Surface excitations spread subdiffusively with mean depth ~ t^{1/3}

Pair-annihilation causes logarithmic spreading of excitations

Total density decays as (log^2 t)/t, slower than in 2D systems

Abstract

Relaxation processes in topological phases such as quantum spin liquids are controlled by the dynamics and interaction of fractionalized excitations. In layered materials hosting two-dimensional topological phases, elementary quasiparticles can diffuse freely within the layer, whereas only pairs (or more) can hop between layers - a fundamental consequence of topological order. Using exact solutions of emergent nonlinear diffusion equations and particle-based stochastic simulations, we explore how pump-probe experiments can provide unique signatures of the presence of $2d$ topological excitations in a $3d$ material.
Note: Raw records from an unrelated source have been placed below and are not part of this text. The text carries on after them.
PR #1429, opened 2022-05-13
fix: workspace plugins should update manifest versions

### LINKED ISSUE #1427: Manifest versions are not updated when a package version is bumped due to a dependency (node-workspace)
#### Problem Description

I am working in a monorepo that has dependencies between different packages. We have a package `modal` and a dependant package `typed-variable-modal`. If I create a breaking change `modal` the dependency in `typed-variable-modal` is updated, and a patch update is applied.

However, the version of `typed-variable-modal` in the manifest is not updated.

See [this release-please pull request](https://github.com/BeksOmega/blockly-samples/pull/19) for an example.

#### Environment details

This is triggered by the [release-please bot](https://github.com/googleapis/repo-automation-bots), for a `node` ReleaseType monorepo.

#### Steps to reproduce

  1. Create two packages in a monorepo, where one depends on the other.
  2. Bootstrap the monorepo with the release-please bot (see [example PR](https://github.com/BeksOmega/blockly-samples/pull/15)).
  3. Do a [major version bump](https://github.com/BeksOmega/blockly-samples/pull/18) (I haven't tested other kinds of version bumps) in the non-dependant package.
  4. Create a new release PR through the release-please CI.
  5. Observe how the [manifest file is not properly updated](https://github.com/BeksOmega/blockly-samples/pull/19/files#diff-e38bb01e41ed5baa3c9e8111b86009ca62d4498d2aefd14d367cd6300dd8b126).

chingor13:
Fixes #1427

### DIFF
--- a/src/plugins/workspace.ts
+++ b/src/plugins/workspace.ts
@@ -13,11 +13,16 @@
 // limitations under the License.
 
 import {ManifestPlugin} from '../plugin';
-import {CandidateReleasePullRequest, RepositoryConfig} from '../manifest';
+import {
+  CandidateReleasePullRequest,
+  RepositoryConfig,
+  DEFAULT_RELEASE_PLEASE_MANIFEST,
+} from '../manifest';
 import {logger} from '../util/logger';
 import {VersionsMap, Version} from '../version';
 import {Merge} from './merge';
 import {GitHub} from '../github';
+import {ReleasePleaseManifest} from '../updaters/release-please-manifest';
 
 export type DependencyGraph<T> = Map<string, DependencyNode<T>>;
 export interface DependencyNode<T> {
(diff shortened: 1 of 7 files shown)


src/plugins/workspace.ts
```diff
@@ -148,6 +158,20 @@ export abstract class WorkspacePlugin<T> extends ManifestPlugin {
     );
     newCandidates = await mergePlugin.run(newCandidates);
 
+    if (newCandidates.length === 1) {
```
bcoe, line 161: I'm not quite following the issue that this protects against?

chingor13: A plugin's interface is that it post processes an array of candidate pull requests and returns an array of candidate pull requests. It's possible that the plugin returns more than one, but in this case with the `Merge` plugin, we expect a single one.

bcoe: Non blocking, I think if you added a few targeted comments that described the algorithm, it would help me reason my way through the need for this check.

bcoe (approved):

PR #1432, opened 2022-05-16
fix: CommitSplit with includeEmpty should add commit to all packages

### LINKED ISSUE #1360: Empty commits dependent on what packages have more recently been changed
#### Environment details

  - OS: macOS 12.2.1
  - Node.js version: 16.14.0
  - npm version: 8.5.4
  - `release-please` version: 13.8.0

#### Steps to reproduce

  1. Create a monorepo with multiple packages managed by release-please.
  2. Based on the functionality added in #752, create an empty commit with a `release-as` footer specifying a new version, e.g., `7.7.7`.
  3. Generate a release PR for the empty commit. Instead of creating a release candidate for `7.7.7` for every package in the monorepo, observe that no PR is created.

#### Why this is happening

It appears that this is happening because `commit-split.ts` is only adding the empty commit to packages that have had more recent commits which bump the package's version. Any package that hasn't been modified by subsequent commits won't be included in the empty commit's release. If the empty commit is the latest commit then no packages will be released.

Perhaps we could pre-populate the `splitCommits` object with the path filters set in `this.packagePaths` if that is set?

chingor13:
When using `CommitSplit` with `includeEmpty` and `packagePaths`, include empty commits in all `packagePaths`, not just the ones that already have commits to them.

Fixes #1360

### DIFF
--- a/src/util/commit-split.ts
+++ b/src/util/commit-split.ts
@@ -114,8 +114,15 @@ export class CommitSplit {
         splitCommits[pkgName].push(commit);
       }
       if (commit.files.length === 0 && this.includeEmpty) {
-        for (const pkgName in splitCommits) {
-          splitCommits[pkgName].push(commit);
+        if (this.packagePaths) {
+          for (const pkgName of this.packagePaths) {
+            splitCommits[pkgName] = splitCommits[pkgName] || [];
+            splitCommits[pkgName].push(commit);
+          }
+        } else {
+          for (const pkgName in splitCommits) {
+            splitCommits[pkgName].push(commit);
+          }
         }
       }
     });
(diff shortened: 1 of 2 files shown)


src/util/commit-split.ts
```diff
@@ -114,8 +114,15 @@ export class CommitSplit {
         splitCommits[pkgName].push(commit);
       }
       if (commit.files.length === 0 && this.includeEmpty) {
-        for (const pkgName in splitCommits) {
-          splitCommits[pkgName].push(commit);
+        if (this.packagePaths) {
```
bcoe, line 117: My understanding is that `this.packagePaths` will be populated with all the package names, when you're using a manifest?

It might be worth adding a comment that mentions what this defaults to, as I had to read through the codebase to figure this out.

bcoe (approved):

src/util/commit-split.ts
chingor13: Done, added comments on the options.

PR #1446, opened 2022-05-23
feat: add maven-workspace plugin

chingor13:
This plugin analyzes a Maven monorepo's releases and version bumps any interdependencies. It behaves similarly to the `node-workspace` and `cargo-workspace` plugins.

Example PR: https://github.com/googleapis/java-cloud-bom/pull/4335

feat: PomXml updater can update dependency versions


chingor13:
cc @suztomo

src/plugins/maven-workspace.ts
```diff
@@ -0,0 +1,345 @@
...
+      logger.warn(`Missing project.version in ${path}`);
+      return;
+    }
+    const dependencies: Gav[] = [];
+    const testDependencies: Gav[] = [];
+    for (const dependencyNode of xpath.select(
+      XPATH_PROJECT_DEPENDENCIES,
+      document
+    ) as Node[]) {
+      const parsedNode = parseDependencyNode(dependencyNode);
```
bcoe, line 96: Is the assumption that this list of dependencies represents local dependencies within a monorepo?

bcoe (approved):
I understanding the algorithm correctly that it:

1. loads a list of the packages handled in the monorepo.
1. searches for all POM files in the repo.
1. for each POM file, looks at the `dependencies` stanza, if this artifact name lines up with libraries found in `1.`, updates the dependency?
3.

src/plugins/maven-workspace.ts
chingor13: This is all dependencies, but is only relevant when building the local dependency graph.

suztomo:
Thank you!

PR #1461, opened 2022-06-01
docs: Correct broken link

TimothyJones:
I noticed one of the links in the documentation was broken, so I fixed it:


chingor13 (approved):
Thanks!

PR #1467, opened 2022-06-08
fix: factory errors for unknown types throw ConfigurationError instead of Error

chingor13:
If a repository has configured an invalid type, we now throw a ConfigurationError instead of a generic Error to allow integrations to handle this condition more easily.

Towards https://github.com/googleapis/repo-automation-bots/issues/3870


chingor13:
> is our plan to capture this error and leave a comment on the upstream repo?

Yes, we already catch `ConfigurationError` and open issues.

PR #1488, opened 2022-06-25
docs: add missing option --include-v-in-tags to cli docs

trallnag:
Some time ago the option `--include-v-in-tags` was added in <https://github.com/googleapis/release-please/pull/1346>. As of today this has not been documented in the document for the CLI yet. This PR adds the two missing lines.

Note that there are probably other places where documentation of this new option is still missing.


chingor13 (approved):
Thank you!

The test failure looks like a regression in the upstream `@octokit/types` library.

PR #1053, opened 2021-09-14
feat: add dart updater and releaser

HelloCore:
Fixes #909

PR #1524, opened 2022-07-12
fix(dart): Add multiline flag to replace regex

### LINKED ISSUE #1523: Dart strategy does not update pubspec.yaml in practice
#### Environment details

  - OS: macOS 12.4
  - Node.js version: 18.2.0
  - npm version: 8.9.0
  - `release-please` version: 13.19.3

#### Steps to reproduce

  1. Create a dart repository
  2. Make a change
  3. Run release-please with dart strategy

*Expected*: pubspec.yaml and changelog.md to be updated
*Actual*: Only changelog.md updated

I've identified the issue at play, which is a missing `/m` flag on the version update regex. Pull request to follow.

radicand:
The dart pubspec.yaml is updated here with regex, and the file contains newlines. To properly match the replacement, the `/m` flag is needed for multiline match and replace. Prior to this fix, pubspec.yaml was never updated with the dart strategy.

Fixes #1523 🦕

### DIFF
--- a/src/updaters/dart/pubspec-yaml.ts
+++ b/src/updaters/dart/pubspec-yaml.ts
@@ -12,8 +12,8 @@
 // See the License for the specific language governing permissions and
 // limitations under the License.
 
-import {logger} from '../../util/logger';
-import {DefaultUpdater} from '../default';
+import { logger } from '../../util/logger';
+import { DefaultUpdater } from '../default';
 
 /**
  * Updates a Dart pubspec.yaml file.
--- a/src/updaters/dart/pubspec-yaml.ts
+++ b/src/updaters/dart/pubspec-yaml.ts
@@ -40,7 +40,7 @@ export class PubspecYaml extends DefaultUpdater {
       }
     }
     return content.replace(
-      /version: ([0-9.]+)\+?([0-9]*$)/,
+      /version: ([0-9.]+)\+?([0-9]*$)/m,
       `version: ${this.version}${buildNumber}`
     );
   }
--- a/src/updaters/dart/pubspec-yaml.ts
+++ b/src/updaters/dart/pubspec-yaml.ts
@@ -24,23 +24,30 @@ export class PubspecYaml extends DefaultUpdater {
    * @param {string} content The initial content
    * @returns {string} The updated content
    */
+
   updateContent(content: string): string {
-    const oldVersion = content.match(/version: ([0-9.]+)\+?([0-9]*$)/);
+    const oldVersion = content.match(/^version: ([0-9.]+)\+?(.*$)/m);
     let buildNumber = '';
 
     if (oldVersion) {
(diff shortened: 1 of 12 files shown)


chingor13:
Thanks for submitting this, however, the current tests are failing. Also, we'd like to have a failing test case for what this is fixing and to prevent future regressions.

radicand:
Sure thing, I will work on that and update the pull request

radicand:
@chingor13 - I've pushed the requested changes - the failing test case was not possible because the issue at play was the snapshots were bad to begin with. It should be evident in the diff what's changed here and that it now works. Please feel free to follow up with any additional questions.

radicand:
@chingor13 - I think I've resolved all the open issues at this point - please let me know if anything else is needed to merge this in.

src/updaters/dart/pubspec-yaml.ts
```diff
@@ -24,23 +24,30 @@ export class PubspecYaml extends DefaultUpdater {
...
+    const oldVersion = content.match(/^version: ([0-9.]+)\+?(.*$)/m);
     let buildNumber = '';
 
     if (oldVersion) {
-      buildNumber = `${oldVersion[2]}`;
-      if (buildNumber.length > 0) {
+      buildNumber = oldVersion[2];
+      const parsedBuild = parseInt(buildNumber);
+      if (!isNaN(parsedBuild)) {
+        buildNumber = `+${parsedBuild + 1}`;
```
chingor13, line 36: I think this is a behavior change. I think it left the build number intentionally, but I don't know enough about the dart ecosystem to know if this is actually desired or not (the original author [intended it so](https://github.com/googleapis/release-please/pull/1053#discussion_r709567486)). cc @HelloCore

chingor13 (changes requested):
Sorry for the delay in a review.

src/updaters/dart/pubspec-yaml.ts
radicand: I'd welcome feedback from @HelloCore here on intent, however, build number is not forced on the user if it does not exist (preserving existing behavior) - it only increments it if it does exist and is a number. When uploading apps to a store (eg., Google Play), build number can not be duplicated (each upload must have a different one) - there is a very good case for incrementing the build number as a result. It would introduce manual headache to *not* have build number updated.

HelloCore: Actually, I'm okay with either keeping the old build number or increasing it because I mostly override the build number by using the CI build number (`flutter build ipa --build-number=1234`). 
I intended to keep the old build number here just because I don't want to make unnecessary changes on `pubspec.yaml`.

chingor13: Great, thanks for the input. We'll go ahead with this incremennt

chingor13 (approved):

PR #777, opened 2024-11-02
feat(dev): allow templating validations in dev workflows

### LINKED ISSUE #771: Add templating to dev commands

Currently `dev validate` and `dev get-resources` doesn't support templating the validation.

- **Given** dev <cmd>
- **When** target is a template
- **Then** target is templated/executed

Run tools template -> then dev <cmd> on that. This is a stopgap solution but the extra step is mildly annoying

### Expected Deliverable

- [ ] Dev validate supports template configuration + --set to override
- [ ] Dev get-resources supports template configuration + --set to override

brandtkeller:
## Description

Add templating with `all` render type to dev commands.

Add command tests for the dev commands. Retain the kubernetes tests while we revise the kubernetes testing plan to utilize CLI. 

The primary content change for this PR is the creation of a `--set` flag on the `lula dev`command and then templating validations. Took this time to update the command structure to match the new standard. 

## Related Issue

Fixes #771 

## Type of change

## Checklist before merging


meganwolf0:
this is totally a nit, but should all the unexported variables in the dev commands be switched to lowercase to be consistent?

meganwolf0:
Also possibly not a totally breaking comment but just convention question - I had been calling most of the comparison files <whatever>.golden. I see that this PR deviates from that. Just wondering if that's a convention we'd like to keep, simply to denote that these are generated files/shouldn't be edited? Alternatively we could do like <file>_golden.<ext>, or we could add additional subdirectories (input v golden) to just delineate more?

brandtkeller:
> Also possibly not a totally breaking comment but just convention question - I had been calling most of the comparison files .golden. I see that this PR deviates from that. Just wondering if that's a convention we'd like to keep, simply to denote that these are generated files/shouldn't be edited? Alternatively we could do like _golden., or we could add additional subdirectories (input v golden) to just delineate more?

Do we need more delineation between inputs vs outputs? if so then I don't have anything against your request. 

I believe I still retain the use of `.golden` where applicable and then otherwise added other testing data to the same directory. If we need to move that out then I can do that as well.

brandtkeller:
> this is totally a nit, but should all the unexported variables in the dev commands be switched to lowercase to be consistent?

Appropriate nit! thanks for the callout. Updated.

meganwolf0:
> Do we need more delineation between inputs vs outputs? if so then I don't have anything against your request

I don't think it's a _need_ per se, more just like clarity on which files are used for what. I think it would just fall into the bucket of easier to see what's what on first glance. And also just like a "you should never directly modify this file" sort of indicator

meganwolf0 (approved):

Here we show that the characteristic time scale of such experiments is inversely proportional to the initial excitation density, set by the pump intensity. A uniform excitation density created on the surface of a sample spreads subdiffusively into the bulk with a mean depth $\bar z$ scaling as $\sim t^{1/3}$ when annihilation processes are absent. The propagation becomes logarithmic, $\bar z \sim \log t$, when pair-annihilation is allowed. Furthermore, pair-diffusion between layers leads to a new decay law for the total density, $n(t) \sim (\log^2 t)/t$ - slower than in a purely $2d$ system. We discuss possible experimental implications for pump-probe experiments in samples of finite width.